■ **Exercise inputs**
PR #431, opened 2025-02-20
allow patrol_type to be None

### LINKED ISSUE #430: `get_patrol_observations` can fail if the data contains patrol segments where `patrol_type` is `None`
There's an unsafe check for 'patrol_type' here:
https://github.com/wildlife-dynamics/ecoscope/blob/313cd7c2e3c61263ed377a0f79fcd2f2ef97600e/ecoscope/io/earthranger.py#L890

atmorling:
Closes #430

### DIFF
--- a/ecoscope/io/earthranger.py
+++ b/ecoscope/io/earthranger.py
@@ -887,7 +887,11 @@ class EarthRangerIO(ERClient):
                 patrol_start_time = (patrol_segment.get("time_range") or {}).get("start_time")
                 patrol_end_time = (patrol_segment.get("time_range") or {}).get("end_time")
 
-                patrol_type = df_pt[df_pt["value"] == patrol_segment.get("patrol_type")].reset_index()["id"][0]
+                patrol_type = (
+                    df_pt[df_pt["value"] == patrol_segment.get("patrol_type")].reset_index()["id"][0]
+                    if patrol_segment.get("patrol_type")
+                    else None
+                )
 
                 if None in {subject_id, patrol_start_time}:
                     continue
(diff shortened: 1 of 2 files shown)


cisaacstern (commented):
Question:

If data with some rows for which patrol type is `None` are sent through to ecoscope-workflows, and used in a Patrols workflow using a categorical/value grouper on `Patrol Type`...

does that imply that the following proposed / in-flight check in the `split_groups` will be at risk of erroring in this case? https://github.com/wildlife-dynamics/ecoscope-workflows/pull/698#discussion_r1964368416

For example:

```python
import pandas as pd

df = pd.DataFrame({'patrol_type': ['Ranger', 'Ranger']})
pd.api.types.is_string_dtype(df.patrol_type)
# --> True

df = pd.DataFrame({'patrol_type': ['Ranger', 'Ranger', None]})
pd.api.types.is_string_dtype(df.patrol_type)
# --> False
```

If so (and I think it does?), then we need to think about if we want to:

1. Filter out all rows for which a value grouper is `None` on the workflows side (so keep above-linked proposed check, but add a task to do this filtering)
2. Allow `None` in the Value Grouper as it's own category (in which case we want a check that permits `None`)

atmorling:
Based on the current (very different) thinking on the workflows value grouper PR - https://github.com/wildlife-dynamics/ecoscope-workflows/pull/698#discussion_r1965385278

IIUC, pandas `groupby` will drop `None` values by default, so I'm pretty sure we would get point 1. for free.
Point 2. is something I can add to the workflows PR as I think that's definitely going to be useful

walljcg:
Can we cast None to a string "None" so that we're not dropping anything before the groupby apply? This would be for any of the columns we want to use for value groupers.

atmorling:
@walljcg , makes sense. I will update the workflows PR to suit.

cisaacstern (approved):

---

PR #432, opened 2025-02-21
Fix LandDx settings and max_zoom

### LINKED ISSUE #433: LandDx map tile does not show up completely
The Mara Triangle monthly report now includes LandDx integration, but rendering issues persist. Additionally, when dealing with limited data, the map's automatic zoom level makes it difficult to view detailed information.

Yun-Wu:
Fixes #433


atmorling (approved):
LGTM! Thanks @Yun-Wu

---

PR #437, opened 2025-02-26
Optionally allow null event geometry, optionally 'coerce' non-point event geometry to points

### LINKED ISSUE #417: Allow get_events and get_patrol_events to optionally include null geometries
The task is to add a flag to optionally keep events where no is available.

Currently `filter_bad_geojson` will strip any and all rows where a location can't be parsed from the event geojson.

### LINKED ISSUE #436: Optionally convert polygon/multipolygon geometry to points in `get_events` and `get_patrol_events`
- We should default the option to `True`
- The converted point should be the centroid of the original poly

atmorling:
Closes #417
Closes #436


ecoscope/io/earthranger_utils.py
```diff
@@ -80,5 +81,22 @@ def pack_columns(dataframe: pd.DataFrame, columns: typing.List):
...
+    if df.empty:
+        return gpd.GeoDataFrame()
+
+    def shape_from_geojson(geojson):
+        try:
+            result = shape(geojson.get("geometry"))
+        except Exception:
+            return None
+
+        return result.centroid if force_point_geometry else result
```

■ **Exercise directions**
Copy every line of the data that carries the word "task".

■ **Exercise response**
1. Filter out all rows for which a value grouper is `None` on the workflows side (so keep above-linked proposed check, but add a task to do this filtering)
The task is to add a flag to optionally keep events where no is available.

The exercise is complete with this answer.